Since we are really just testing this stuff at this point, I don't have any client code, so I decided to do away with the client side Facade and just write a unit test that goes directly against the JohClient. This is shown below, to illustrate usage.

 1
 2
 3
 4
 5
 6
 7
 8
 9
10
11
12
13
14
15
16
17
18
19
20
21
22
23
24
25
26
27
28
29
30
31
32
33
34
35
36
37
38
39
40
41
42
43
44
45
46
47
48
// Source: src/test/java/com/mycompany/joh/JohClientTest.java
package com.mycompany.joh;

import java.util.Set;

import junit.framework.Assert;

import org.apache.commons.logging.Log;
import org.apache.commons.logging.LogFactory;
import org.junit.Test;

/**
 * Test for JohClient.
 */
public class JohClientTest {

  private final Log log = LogFactory.getLog(getClass());
  
  @Test
  public void testGetLabel() throws Exception {
    JohClient client = new JohClient();
    Set<String> labels = (Set<String>) client.request(
      "http://localhost:8080/getlabels", Set.class);
    log.debug("labels=" + labels);
    Assert.assertNotNull(labels);
    Assert.assertTrue(labels.contains("crawling"));
  }
  
  @Test
  public void testGetSynonyms() throws Exception {
    JohClient client = new JohClient();
    Set<String> synonyms = (Set<String>) client.request(
      "http://localhost:8080/getsynonyms?label=crawling", Set.class);
    log.debug("synonyms(crawling)=" + synonyms);
    Assert.assertNotNull(synonyms);
    Assert.assertTrue(synonyms.contains("crawler"));
  }
  
  @Test
  public void testGetCategories() throws Exception {
    JohClient client = new JohClient();
    Set<String> categories = (Set<String>) client.request(
      "http://localhost:8080/getcategories?label=crawling", Set.class);
    log.debug("categories(crawling)=" + categories);
    Assert.assertNotNull(categories);
    Assert.assertTrue(categories.contains("lucene"));
  }
}

Shell script

This is Java, so we need to build a shell script to run the server.

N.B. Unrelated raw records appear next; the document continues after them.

PR #3555, opened 2025-11-13
fix: MTEB-NL switches to v2 datasets with new prompts

nikolay-banar:
This PR changes some datasets from MTEB-NL to v2 with the new prompts.


nikolay-banar:
> typically we would bump the version for this as well but since it hasn't been up for that long we can leave it at v1
> 
> Note that this will outdate existing models (so it might leave to an unfinished table)

I have already added some results for the v2 datasets.

KennethEnevoldsen:
Great then we should be just fine

PR #3557, opened 2025-11-14
add jasper token compression model

DunZhang:

Dear MTEB maintainers, the following information may be helpful for your review of this PR:
1) This model uses the same prompt as the qzhou model
2) The training dataset for this model is consistent with qzhou's


DunZhang:
I am very excited about this model: this is the first vector model in the Jasper and Stella series to use **dynamic text token compression**. Through the combination of vector distillation and contrastive learning, our model can compress text by 3x while still achieving excellent performance!

Samoed (approved):

KennethEnevoldsen:
Great to have it! Thanks for the PR!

A simple shell script with all the dependencies in the classpath is shown below.

 1
 2
 3
 4
 5
 6
 7
 8
 9
10
11
12
13
14
15
16
17
18
#!/bin/bash
# Source: src/main/scripts/joh_blogdict.sh
PROJECT_HOME=$HOME/src/gclient
M2_REPO=$HOME/.m2/repository
CLASSPATH=\
$M2_REPO/commons-lang/commons-lang/2.3/commons-lang-2.3.jar:\
$M2_REPO/org/apache/commons/collections15/4.01/collections15-4.01.jar:\
$M2_REPO/commons-logging/commons-logging/1.1/commons-logging-1.1.jar:\
$M2_REPO/log4j/log4j/1.2.14/log4j-1.2.14.jar:\
$M2_REPO/org/mortbay/jetty/jetty/6.1.5/jetty-6.1.5.jar:\
$M2_REPO/org/mortbay/jetty/jetty-util/6.1.5/jetty-util-6.1.5.jar:\
$M2_REPO/org/mortbay/jetty/servlet-api-2.5/6.1.5/servlet-api-2.5-6.1.5.jar:\
$M2_REPO/org/codehaus/jackson/core/1.2.0/core-1.2.0.jar:\
$M2_REPO/org/codehaus/jackson/mapper/1.2.0/mapper-1.2.0.jar:\
$PROJECT_HOME/target/classes:\
$PROJECT_HOME/target/test-classes

java -cp $CLASSPATH com.mycompany.joh.BlogDictFacade 2>&1 | tee $0.log

After running this script on the command prompt, you can hit the BlogDict using either a browser or something like JohClientTest shown above. To shutdown the server, hit CTRL+C.

Conclusion

Although a lot of code is shown here on this blog, in reality, a user who is looking for functionality to expose a Java object needs to only create the Facade object and plug it into JOH using the Joh.expose() call. So the approach is very similar to CherryPy's. In the same spirit, there is no attempt to force the user (via interface, etc) to conform to a specific approach - this is more of a prescriptive approach.